**What you will do**
Copy all of the records exactly.

Dataset items
[Start of section]
PR #3041, opened 2024-01-22
Make Gaphor REUSE compliant

amolenaar:
### PR Type

- [ ] Bug fix
- [x] Feature

### What is the new behavior?

Add [REUSE](https://reuse.software/) compliance to this project.
This makes it explicit which licenses are used where.

To avoid editing every file, I used the [dep5](https://reuse.software/spec/#dep5) approach.

- [ ] Yes
- [x] No


danyeaw:
Hey @amolenaar, great idea! One thing I have been thinking about for our Copyrights as well is to remove the ending date, so Copyright © starting year, instead of range of years, since I don't think the range is really needed. Also it might be more inclusive of additional contributors if we changed it to The Gaphor Project instead of you and me. What do you think?

amolenaar:
> Hey @amolenaar, great idea! One thing I have been thinking about for our Copyrights as well is to remove the ending date, so Copyright © starting year, instead of range of years, since I don't think the range is really needed. Also it might be more inclusive of additional contributors if we changed it to The Gaphor Project instead of you and me. What do you think?

According to the REUSE docs, all versions (begin data, end data, begin-end data, no date) are all okay.

I think it's a good idea to contribute it to The Gaphor Project. All contributors are in our `.all-contributorsrc` file anyway.

danyeaw (approved):
Great! I added a few additional copyright updates for the Gaphor Development Team. I also added gaphorcss.lang to the dep5 file

pyproject.toml
```diff
@@ -187,7 +187,7 @@ docs-gettext-pot = { "cwd" = "docs", "shell" = "sphinx-build -b gettext . locale
 clean = { "shell" = "rm -rf dist build _packaging/dist _packaging/build _packaging/windows/file_version_info.txt docs/_build" }
 package = { "cwd" = "_packaging", shell = "pyinstaller -y gaphor.spec"}
 win-installer = { "script" = "_packaging.windows.build-win-installer:main" }
-gettext-pot = "pybabel extract -o po/gaphor.pot -F po/babel.ini -k i18nize gaphor"
+gettext-pot = "pybabel extract --omit-header --project Gaphor -o po/gaphor.pot -F po/babel.ini -k i18nize gaphor"
```
amolenaar, line 190: Why omit the header?

danyeaw: Hey @amolenaar, I thought the build was failing since there was license info in the .pot file. But looking again maybe not. If we are going to keep the header - we should update the project name and other info. Do you think the header is important?

danyeaw: I went ahead and dropped this commit, I think we can make this part of another PR if we try to remove or update the po headers.

danyeaw (approved):

pyproject.toml
amolenaar: Indeed. Let's change that in a future commit.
[End of section]
**Exercise response**
PR #3041, opened 2024-01-22
Make Gaphor REUSE compliant

amolenaar:
### PR Type

- [ ] Bug fix
- [x] Feature

### What is the new behavior?

Add [REUSE](https://reuse.software/) compliance to this project.
This makes it explicit which licenses are used where.

To avoid editing every file, I used the [dep5](https://reuse.software/spec/#dep5) approach.

- [ ] Yes
- [x] No


danyeaw:
Hey @amolenaar, great idea! One thing I have been thinking about for our Copyrights as well is to remove the ending date, so Copyright © starting year, instead of range of years, since I don't think the range is really needed. Also it might be more inclusive of additional contributors if we changed it to The Gaphor Project instead of you and me. What do you think?

amolenaar:
> Hey @amolenaar, great idea! One thing I have been thinking about for our Copyrights as well is to remove the ending date, so Copyright © starting year, instead of range of years, since I don't think the range is really needed. Also it might be more inclusive of additional contributors if we changed it to The Gaphor Project instead of you and me. What do you think?

According to the REUSE docs, all versions (begin data, end data, begin-end data, no date) are all okay.

I think it's a good idea to contribute it to The Gaphor Project. All contributors are in our `.all-contributorsrc` file anyway.

danyeaw (approved):
Great! I added a few additional copyright updates for the Gaphor Development Team. I also added gaphorcss.lang to the dep5 file

pyproject.toml
```diff
@@ -187,7 +187,7 @@ docs-gettext-pot = { "cwd" = "docs", "shell" = "sphinx-build -b gettext . locale
 clean = { "shell" = "rm -rf dist build _packaging/dist _packaging/build _packaging/windows/file_version_info.txt docs/_build" }
 package = { "cwd" = "_packaging", shell = "pyinstaller -y gaphor.spec"}
 win-installer = { "script" = "_packaging.windows.build-win-installer:main" }
-gettext-pot = "pybabel extract -o po/gaphor.pot -F po/babel.ini -k i18nize gaphor"
+gettext-pot = "pybabel extract --omit-header --project Gaphor -o po/gaphor.pot -F po/babel.ini -k i18nize gaphor"
```
amolenaar, line 190: Why omit the header?

danyeaw: Hey @amolenaar, I thought the build was failing since there was license info in the .pot file. But looking again maybe not. If we are going to keep the header - we should update the project name and other info. Do you think the header is important?

danyeaw: I went ahead and dropped this commit, I think we can make this part of another PR if we try to remove or update the po headers.

danyeaw (approved):

pyproject.toml
amolenaar: Indeed. Let's change that in a future commit.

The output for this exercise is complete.